= Lawrence C. Marshall =

American banker

Lawrence Clark Marshall (April 13, 1904 – November 29, 1972) was an American banker who served as president of the Bank of the Manhattan Company and, later, vice chairman of the Chase Manhattan Bank.

==Early life==
Marshall was born on April 13, 1904, in Orange, New Jersey, a son of Howard Marshall, vice president of the Irving Trust Company in New York. He graduated from Dartmouth College.

==Career==
Marshall began his banking career in 1925 with the American Exchange National Bank in New York. In 1934, he moved to the United States Trust Company of New York before joining the Bank of the Manhattan Company in 1946. Two years later, in 1948, Marshall was appointed president of the Bank of the Manhattan Company to succeed F. Abott Goodhue. He served in that role until 1955, when the bank merged with Chase National Bank. After the merger, he served as executive vice president in charge of Chase Manhattan Bank's Metropolitan department until 1961. In that role, he supervised the bank's business operations in New York City at the head office and the branches. In 1961, he was named vice chairman of the board of directors, serving until his retirement in 1969.

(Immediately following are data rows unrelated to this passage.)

PR #2402, opened 2022-03-31
Adds flow_over_hills validation case

glwagner:
@tomchor and @whitleyv this PR adds a script that we can use to _estimate_ the relative effect of bottom drag vs form drag in buoyancy-stratified simulations over hilly bathymetry. This script only produces an estimate, because the bottom drag is implemented in a flat bottom setup, while form drag requires bathymetry. I'd hypothesis that we get more drag when there are both hills and bottom drag, because 1) greater shear at the bottom and 2) stronger downwards mixing of momentum due to strong turbulence.

We could use #2275 to extend the results obtained here to cases with both drag and hills.

I think it'll also be interesting if more accurate bathymetry representations like the one in #2306 lead to a reduction in form drag (cc @francispoulin). Possibly the spurious form drag is a nice metric to use to judge developments in our representation of bathymetry...

I'll run these simulations at high resolution and report some results, hopefully soon.

Side note: it's annoying that we don't serialized the immersed boundary so I might try to fix that here too...


glwagner:
I want to merge this then use it to develop the user API for immersed boundary fluxes.

Also, did anyone use this?

Partly I am wondering whether we may actually need shaved cells for accurate LES computations... otherwise our boundaries will always have "effective roughness", and form drag may dominate. It is actually possible that form drag dominance is ok as a model for rough boundaries. But it'd be nice to have the possibility of "smooth" boundaries where fluxes can be controlled via parameterizations.

tomchor:
> I want to merge this then use it to develop the user API for immersed boundary fluxes.
> 
> Also, did anyone use this?

I haven't used this, but I can test it if you want.

> Partly I am wondering whether we may actually need shaved cells for accurate LES computations in complex domains with non-straight immersed boundaries) ... otherwise our boundaries will always have "effective roughness", and form drag may dominate. It is actually possible that form drag dominance is ok as a model for rough boundaries. But it'd be nice to have the possibility of "smooth" boundaries where fluxes can be controlled via parameterizations.
> 
> It's also interesting that PALM, which uses an almost identical numerical method that we use, is primarily used for atmospheric LES in urban environments. So their boundaries _are mostly flat_ (the sides of buildings, etc...)

Shaved cells are definitely preferred in terms of accuracy (and convergence with resolution), but might not be necessary in a number of cases. My intuition from seeing results from papers (and from previous LES+IBM at my previous group) is that partial step cells would be almost as accurate as shaved cells (at least for oceanic cases with mild bathymetry slopes) but significantly simpler to implement. Since we already have the full-cell grid-fitted IBM it might be better to just focus on that for now and later modify it to make it partial-step when everything is working well (I think we'd just need to modify the calculation of vertical areas and volumes, no?).

Also, when running ocean LES the aspect ratios are generally isotropic (Δz/Δx~1) but the bathymetry slopes are very small, which means that for some cases even full-step grid-fitted IBM might be enough. Only some tests will tell for sure though.

validation/immersed_boundaries/flow_over_hills.jl
```diff
@@ -0,0 +1,160 @@
...
+                          save_interval = 0.1,
+                          architecture = CPU(),
+                          name = "flow_over_hills")
+
+    underlying_grid = RectilinearGrid(architecture,
+                                      size = (Nx, Nz),
+                                      halo = (3, 3),
+                                      x = (0, 2π),
+                                      z = (0, 2π),
+                                      topology = (Periodic, Flat, Bounded))
```
tomchor, line 25: I think in a 2D domain the effect of form drag will probably be exacerbated in comparison with a 3D simulation. I think this is find since this is just a test, but something to keep in mind

validation/immersed_boundaries/flow_over_hills.jl
```diff
@@ -0,0 +1,160 @@
...
+stop_time = 100.0
+reference_name = "bottom_drag_reference"
+#=
+reference_sim = hilly_simulation(; stop_time, Nx, ϵ=0, name=reference_name, bottom_drag=true)
+run!(reference_sim)
+δU_ref, t_ref = momentum_time_series(name * ".jld2")
+=#
+
+experiments = []
+for ϵ = [0.02, 0.05, 0.1]
```
tomchor, line 111: I'd suggest a more descriptive name for the height than `ϵ` if possible

validation/immersed_boundaries/flow_over_hills.jl
```diff
@@ -0,0 +1,160 @@
...
+        hills = @. ϵ * (1 + sin(x)) / 2
+        grid = ImmersedBoundaryGrid(underlying_grid, GridFittedBottom(hills))
+    else # no hills
+        grid = underlying_grid
+    end
+
+    closure = isfinite(Re) ? ScalarDiffusivity(ν=1/Re, κ=1/Re) : nothing
+
+    if bottom_drag
+        Δz = 2π / Nz
```
tomchor, line 38: Maybe use `grid.Δzaac` here to be more general?

tomchor (approved):

validation/immersed_boundaries/flow_over_hills.jl
glwagner: Ok!

validation/immersed_boundaries/flow_over_hills.jl
glwagner: It's a fractional height -- but the domain is non-dimensional (height 1).

validation/immersed_boundaries/flow_over_hills.jl
glwagner: Hmm, I feel this is a qualitative test so it doesn't matter?

glwagner: But ok.

glwagner: But wait. Using `grid.Δzᵃᵃᶜ` isn't generic because it doesn't work on a stretched grid. For things to be "correct" we need to do a lot more work (eg evaluate spacing following the hills, since spacing would change esp with `PartialBottomGrid`. Do you mind if we just keep the simplicity of this? We can do the hard work of generalizing it later if we need that.

validation/immersed_boundaries/flow_over_hills.jl
glwagner: I guess the height is actually 2 pi.

glwagner: "if possible" 👀

validation/immersed_boundaries/flow_over_hills.jl
tomchor: It's more in case you change the height on the domain down the line. But it's up you!

validation/immersed_boundaries/flow_over_hills.jl
tomchor: Isn't the height 2π?

glwagner:
> Since we already have the full-cell grid-fitted IBM it might be better to just focus on that for now and later modify it to make it partial-step when everything is working well (I think we'd just need to modify the calculation of vertical areas and volumes, no?).

Not sure what you mean in terms of "focus". I wasn't proposing any work, just speculating about the potential advantages of shaved cells. Do you mean focus on full cell IBM for this particular test? I agree with that --- we don't have shaved cells so we can't test it ?

validation/immersed_boundaries/flow_over_hills.jl
tomchor: But granted, I see it's a ratio. I think the PR is good enough to merge already, I just think this would make things clearer.

glwagner:
> Also, when running ocean LES the aspect ratios are generally isotropic (Δz/Δx~1) but the bathymetry slopes are very small, which means that for some cases even full-step grid-fitted IBM might be enough. Only some tests will tell for sure though.

Doesn't this depend on the setup? The actual ocean bottom is littered with boulders and other features of various sizes, and there's plenty of work in very steep canyons, ie https://en.wikipedia.org/wiki/Scripps_Canyon

validation/immersed_boundaries/flow_over_hills.jl
glwagner: Ok, lets plan to generalize this script when we need to!

validation/immersed_boundaries/flow_over_hills.jl
glwagner: Is it ok to leave as is and just merge?

glwagner: I'll test this more extensively on the immersed boundaries PR and probably update it a bit. I'll also be adding fluxes using the new API there. I can change "epsilon" to "h" there.

tomchor:
> > Since we already have the full-cell grid-fitted IBM it might be better to just focus on that for now and later modify it to make it partial-step when everything is working well (I think we'd just need to modify the calculation of vertical areas and volumes, no?).
> 
> Not sure what you mean in terms of "focus". I wasn't proposing any work, just speculating about the potential advantages of shaved cells. Do you mean focus on full cell IBM for this particular test? I agree with that --- we don't have shaved cells so we can't test it ?

Sorry for not being clear. I meant focus for development. For example, I see you're planning on implementing a more general BC interface for IBMs in https://github.com/CliMA/Oceananigans.jl/pull/2437. My point is that I think it would probably be easier to focus efforts on that kind of stuff first, make the full-step grid-fitted IBM (and its interface) functional, to only then try to improve the IBM implementation itself.

Hope that clarifies it.

validation/immersed_boundaries/flow_over_hills.jl
tomchor: > Is it ok to leave as is and just merge?

Totally. I already approved it :)

glwagner:
> > > Since we already have the full-cell grid-fitted IBM it might be better to just focus on that for now and later modify it to make it partial-step when everything is working well (I think we'd just need to modify the calculation of vertical areas and volumes, no?).
> > 
> > 
> > Not sure what you mean in terms of "focus". I wasn't proposing any work, just speculating about the potential advantages of shaved cells. Do you mean focus on full cell IBM for this particular test? I agree with that --- we don't have shaved cells so we can't test it ?
> 
> Sorry for not being clear. I meant focus for development. For example, I see you're planning on implementing a more general BC interface for IBMs in #2437. My point is that I think it would probably be easier to focus efforts on that kind of stuff first, make the full-step grid-fitted IBM (and its interface) functional, to only then try to improve the IBM implementation itself.
> 
> Hope that clarifies it.

Oh for sure, we hope to have that stuff merged soon. Shaved cells are eons away (unless some intrepid external contrib wants to focus it) --- we can't look at that within Climate Modeling Alliance until we have realistic global solutions.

He was also a member of the investment advisory committee of the Commercial Union Insurance Company of New York, a director of the Grand Union Company, the Anaconda Company, the Moore & McCormack Company and the American-Hawaiian Steamship Company. He had also been a trustee of The Bank for Savings of New York, Manhattan Eye, Ear and Throat Hospital, the New York University Bellevue Medical Center, and chairman of the New York Heart Association, and treasurer of the American University of Beirut.

==Personal life==
In 1929, Marshall was married to Sylvia Hathaway Hitch (1906–1999), a daughter of Allerton Delano Hitch of South Orange. Together, they were the parents of two sons and a daughter:

- Allerton Delano Marshall (b. 1931), who married Patricia Ann Taussig, a daughter of Charles William Taussig, who was chairman and president of the American Molasses Company, in 1954. They divorced and he later married Mary (née Markley) Pollard, a daughter of Max Markley, in 1987.
- Sylvia Lea Marshall (1937–2006), who married Roy Ferguson. She later married Alkema.
- David Lawrence Marshall (b. 1939). He married Lucy Haldane Smith in 1961 and later Lynette Lalond Hembre in 1999

After a long illness, Marshall died at the Sarasota Memorial Hospital in Sarasota, Florida, on November 29, 1972. After a memorial service at St. James' Episcopal Church at Madison Avenue and 71st Street, he was buried at Saint Stephens Episcopal Cemetery in Millburn, New Jersey.